Otelo casou com Maria Dina Afonso Alambre a 5 de Novembro de 1960. Tiveram duas filhas e um filho. Quando Otelo confessou à mulher que, apesar de ainda a amar, amava igualmente outra, o casamento manteve-se. Maria Filomena Outeiro, divorciada, funcionária administrativa na cadeia de Caxias, conheceu Otelo quando ele aí esteve preso, na segunda metade da década de 1980. Otelo e Dina estiveram perto do divórcio, mas, segundo a reportagem da Sábado, «algo estranho se foi instalando com o tempo» e «Otelo assumiu publicamente as suas duas mulheres».
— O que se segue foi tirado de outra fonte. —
PR #1071, opened 2015-07-06
Ensure existing user activity events link to the correct projects

camallen:
Once this is active I'll fix the migrated data to link back to the correct projects.


marten:
LGTM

Quando esta reportagem foi publicada, segui uma pequena discussão, no Facebook, entre quem condenava a situação, por significar a subjugação de duas mulheres por parte de um homem, e quem dizia não ver ali nada disso. Afinal, a esposa tinha conhecimento, as duas mulheres conviviam pacificamente com o triângulo amoroso, eram três adultos que tinham tomado uma opção de vida. Elogiava-se, acima de tudo, a rejeição das normas burguesas, tradicionais.

No próprio texto da reportagem, se lia este ser «um a(c)to de enorme generosidade e de amor», por parte de Dina, «por muito que cause secreta repulsa na moralidade vigente, fértil território da religião, por incompreensível que possa parecer ainda hoje».
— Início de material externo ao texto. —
PR #1074, opened 2015-07-06
allow panotpes zoo id formats

camallen:
events controller is rejecting new user activities on old projects

### DIFF
--- a/app/schemas/event_create_schema.rb
+++ b/app/schemas/event_create_schema.rb
@@ -16,7 +16,7 @@ class EventCreateSchema < JsonSchema
 
     property "zooniverse_user_id" do
       type "string", "integer"
-      pattern "^[0-9]*$"
+      pattern "^.+[0-9]*$"
     end
 
     property "count" do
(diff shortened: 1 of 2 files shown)


app/schemas/event_create_schema.rb
```diff
@@ -16,7 +16,7 @@ class EventCreateSchema < JsonSchema
 
     property "zooniverse_user_id" do
       type "string", "integer"
-      pattern "^[0-9]*$"
+      pattern "^.+[0-9]*$"
```
edpaget: Do you want to make this pattern more explicity? as in "^(panoptes-|)[0-9]+$"

camallen: i could i just don't want to have to redo. It'll currently fail on finding the user and not just reject the message outright before even attempting to process.

edpaget: Sure. Not like anyone but us will be using this endpoint.

edpaget:
:shipit:

PR #1075, opened 2015-07-06
Better user search using pg_search gem

### LINKED ISSUE #1034: Need to better weight user searching and match inside name
From zooniverse/Panoptes-Front-End#859, I think this is a three part thing:

+ [ ] Need to search using '%fragment%' to match inside a displayname (
   + this was the whole reason for doing the trigram index don't know why I didn't do it.
   + Why meg can't find Darren. 
+ [ ] Exact matches need to be matched first 
   + When I type in 'zookeeper' the user 'zookeeper' should be matched first
+ [ ] It should maybe search both display_names and logins

edpaget:
Sets up user search ranked by relevance along both the display_name and
login fields.

Closes #1034


edpaget:
I still need to test this a bit locally to make sure it isn't super slow for real-world usage.

edpaget:
Took me a while to figure out the correct way to index this, but it is __fast__ now.

camallen:
Looks good.

PR #1081, opened 2015-07-07
Project pref serialized responses

### LINKED ISSUE #1080: add activity count to user project preference serialized response
For use in a replacement of the zoo home ribbon.

camallen:
closes #1080 use the counts on the UPP if they are set, otherwise sum from the user seens in the DB.


camallen:
updating this - just realised something.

No entanto, atendendo a outros pormenores do artigo, vemos que não foi assim tão pacífico. Na página 33, na legenda de uma fotografia de Sérgio, o filho de Otelo Saraiva de Carvalho, diz-se que ele «teve grandes dificuldades em conviver com a vida dupla do pai. Após a morte da mãe, os problemas continuaram, quando Otelo se mudou em definitivo para a casa de Mena». Mais à frente, lê-se que «por causa desta mudança, Otelo terá perdido o contacto pessoal com os filhos, que nunca encararam bem esta vida dupla do pai». Fala-se igualmente de «ressentimentos que ficaram (…) O apartamento de Carnaxide era uma barreira intransponível para eles, que nunca tiveram relação com a outra família».

A alusão a «ressentimentos» e ao desconforto sentido pela filha e pelo filho de Otelo em relação à vida dupla do pai (uma das filhas morreu ainda criança) denota que a mãe deles, apesar de se ter acomodado, estava longe de viver pacificamente com a relação a três. E transmitiu essa revolta aos filhos (mesmo que involuntariamente). Caso houvesse uma aceitação sem reservas, o assunto não seria tabu, as duas famílias talvez tivessem até contacto, pelo menos, os filhos, que não sentiriam tanta repulsa.
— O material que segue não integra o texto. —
PR #1082, opened 2015-07-07
Project pages

edpaget:
This separates project pages into a new resource speeding up load times for project listings between 3-5x. 

It will also allow us to support custom page types. 

I'm still working on the corresponding Front-End pull request.

### DIFF
--- a/db/schema.rb
+++ b/db/schema.rb
@@ -17,6 +17,8 @@ ActiveRecord::Schema.define(version: 20150706185722) do
   enable_extension "plpgsql"
   enable_extension "intarray"
   enable_extension "pg_trgm"
+  enable_extension "hstore"
+  enable_extension "postgres_fdw"
 
   create_table "access_control_lists", force: :cascade do |t|
     t.integer  "user_group_id", index: {name: "index_access_control_lists_on_user_group_id"}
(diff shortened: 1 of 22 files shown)


db/schema.rb
```diff
@@ -17,6 +17,8 @@
   enable_extension "plpgsql"
   enable_extension "intarray"
   enable_extension "pg_trgm"
+  enable_extension "hstore"
```
camallen: Seems these extensions have crept in.

spec/models/project_page_spec.rb
```diff
@@ -0,0 +1,5 @@
+require 'spec_helper'
+
+RSpec.describe ProjectPage, type: :model do
```
camallen: doy you want to remove this or leave it pending?

camallen:
LGTM - nice work!

db/schema.rb
edpaget: Will fixed. I wish I could pin down what caused this.

spec/models/project_page_spec.rb
edpaget: I should probably add some specs.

Rejeição da «moralidade vigente, fértil território da religião»? Parece-me precisamente o contrário. No Portugal salazarista (e não só), sempre houve casos de homens com vida dupla, com conhecimento, ou não, das esposas. Caso estas soubessem, aceitavam, na maioria dos casos, engolindo a revolta. Afinal, raramente um homem era condenado pela sociedade por tal motivo.

Ou seja: o obreiro do 25 de Abril era um verdadeiro embaixador da estrutura patriarcal, dono de uma mentalidade bem tradicional e burguesa.